Effect of Crystal Chemistry Properties on the Distribution Characteristics of H<sub>2</sub>O and Na<sup>+</sup> in Na-Montmorillonite Interlayer Space: Molecular Dynamics Simulation Study
Jun Qiu,
Dongliang Liu,
Shan Jiang,
Guowei Chen,
Yueting Wang,
Guoqing Li,
Geng Yao,
Peng Wu,
Xiangnan Zhu,
Guifang Wang,
Xianjun Lyu
Affiliations
Jun Qiu
College of Chemical and Environmental Engineering, Shandong University of Science and Technology, Qingdao 266590, China
Dongliang Liu
College of Chemical and Environmental Engineering, Shandong University of Science and Technology, Qingdao 266590, China
Shan Jiang
College of Chemical and Environmental Engineering, Shandong University of Science and Technology, Qingdao 266590, China
Guowei Chen
College of Chemical and Environmental Engineering, Shandong University of Science and Technology, Qingdao 266590, China
Yueting Wang
College of Chemical and Environmental Engineering, Shandong University of Science and Technology, Qingdao 266590, China
Guoqing Li
College of Chemical and Environmental Engineering, Shandong University of Science and Technology, Qingdao 266590, China
Geng Yao
College of Chemical and Environmental Engineering, Shandong University of Science and Technology, Qingdao 266590, China
Peng Wu
College of Chemical and Environmental Engineering, Shandong University of Science and Technology, Qingdao 266590, China
Xiangnan Zhu
College of Chemical and Environmental Engineering, Shandong University of Science and Technology, Qingdao 266590, China
Guifang Wang
School of Resources Environment and Materials, Guangxi University, Nanning 530004, China
Xianjun Lyu
College of Chemical and Environmental Engineering, Shandong University of Science and Technology, Qingdao 266590, China
At monolayer hydration state, the spatial distribution of H2O and Na+ in the interlayer of Na-montmorillonite (Na-MT) with different crystal chemistry properties was investigated by the molecular dynamics simulation method.

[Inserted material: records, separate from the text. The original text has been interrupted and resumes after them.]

Issue #1100, opened 2017-09-21
`%template` and `%rename` prevent naming interface classes/functions with the C++ template name (break the former interfaces)


luav:
In the latest version of SWIG `%rename` and `%template` prevent alias creation for the template in the *global namespace* in case the alias name matches the template name from another namespace. It worked fine in the begin of August, and it seems was broken after 96e9941, see also #1093 (*update: no, it was broken by another commit...*).

The interface file `template_class.i`:
```c++
%module template_class
%{
#include <vector>
%}
%include <std_vector.i>

using std::vector;

%inline %{
namespace daoc {

using Id = unsigned;
using LinkWeight = float;

template <bool WEIGHTED=false>
struct InpLink {
	using Weight = LinkWeight;  //!< \copydoc LinkWeight

	constexpr static bool  IS_WEIGHTED = WEIGHTED;

	Id  id;  //!< Dest node id
	//constexpr static Weight  weight = 1; // SimpleLink<Weight>::weight;
	Weight  weight;  //!< Link weight

	InpLink(Id lid=0): id(lid)  {}
};

template <>
struct InpLink<true> {
	using Weight = LinkWeight;  //!< \copydoc LinkWeight

	constexpr static bool  IS_WEIGHTED = true;

	Id  id;  //!< Dest node id
	Weight  weight;  //!< Link weight

	InpLink(Id lid=0, Weight lweight=1)  // SimpleLink<Weight>::weight
	: id(lid), weight(lweight)  {}
};

}  // daoc
using namespace daoc;
%}

%template(SInpLink) InpLink<false>;  //!< Simple input link
%template(InpLink) InpLink<true>;  //!< Weighted input link

//!< Simple input links
%template(SInpLinks) vector<daoc::InpLink<false>>;  // Items<InpLink<false>>;
////!< Weighted input links
%template(InpLinks) vector<daoc::InpLink<true>>;  // Items<InpLink<true>>;
```
The wrapper generation yields the following warning:
```sh
...
Starting language-specific parse...
template_class.i:53: Warning 302: Identifier 'InpLink' redefined (ignored) (Renamed from 'InpLink< true >'),
template_class.i:24: Warning 302: previous definition of 'InpLink'.
Processing types...
```
[...]

PR #1101, opened 2017-09-23
Build revision (git commit) added in addition to the SWIG version

luav:
SWIG revision number (hash of the git commit) added in addition to the version, which allows to perform reproducible bug reporting and identification of the applied binary even if the repository was updated. The revision number also reduces the time to solve some issues, for example #1100 (need to find the commit hash of the working version of the executable).

It works in the following way:
```sh
$ ./swig -version

SWIG Version 4.0.0
SWIG Revision b3cca58

Compiled with g++ [x86_64-pc-linux-gnu]

Configured options: +pcre
```
```sh
$ ./swig -revision
b3cca58
```
If any uncommited files remained then the revision is appended with the `+` suffix:
```sh
$ ./swig -revision
6177a68+
```

The implementation is seamlessly integrated into the `autogen` to produce such compilation:
```sh
g++ -DHAVE_CONFIG_H   -DPACKAGE_REVISION="\"`git rev-parse HEAD | head -c7``git status --porcelain -uno | wc -l | sed -e '/^0/d' -e 's/.*/+/'`\"" -I../Source/Include ...
```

The simulation results show that when layer charge density increases, H2O will move and form hydrogen bonds with O in tetrahedral surfaces (Ot) at a distance of 1.676 ± 0.043 Å. The impact of isomorphic substitution on the relative concentration of H2O depends largely on the layer charge density of Na-MT, when layer charge density is high, H2O move obviously to both sides of Na-MT sheets with the increase of octahedral substitution ratio. Nevertheless, Na+ coordinate with Ot at a distance of 2.38 Å, and the effect of isomorphic substitution ratio on the diffusion of Na+ is opposite to that of H2O. The mobility of both H2O and Na+ decreases with the increase of layer charge density or tetrahedral substitution ratio. The radial distribution function of Na-Ow (O in H2O) shows that the coordination strength between Na+ and Ow decreases with the increase of layer charge density or tetrahedral substitution ratio, and Na+ are hydrated by four H2O at a Van der Waals radius of 2.386 ± 0.004 Å. The research results can provide a theoretical basis for the efficient application of Na-MT at the molecular and atomic levels.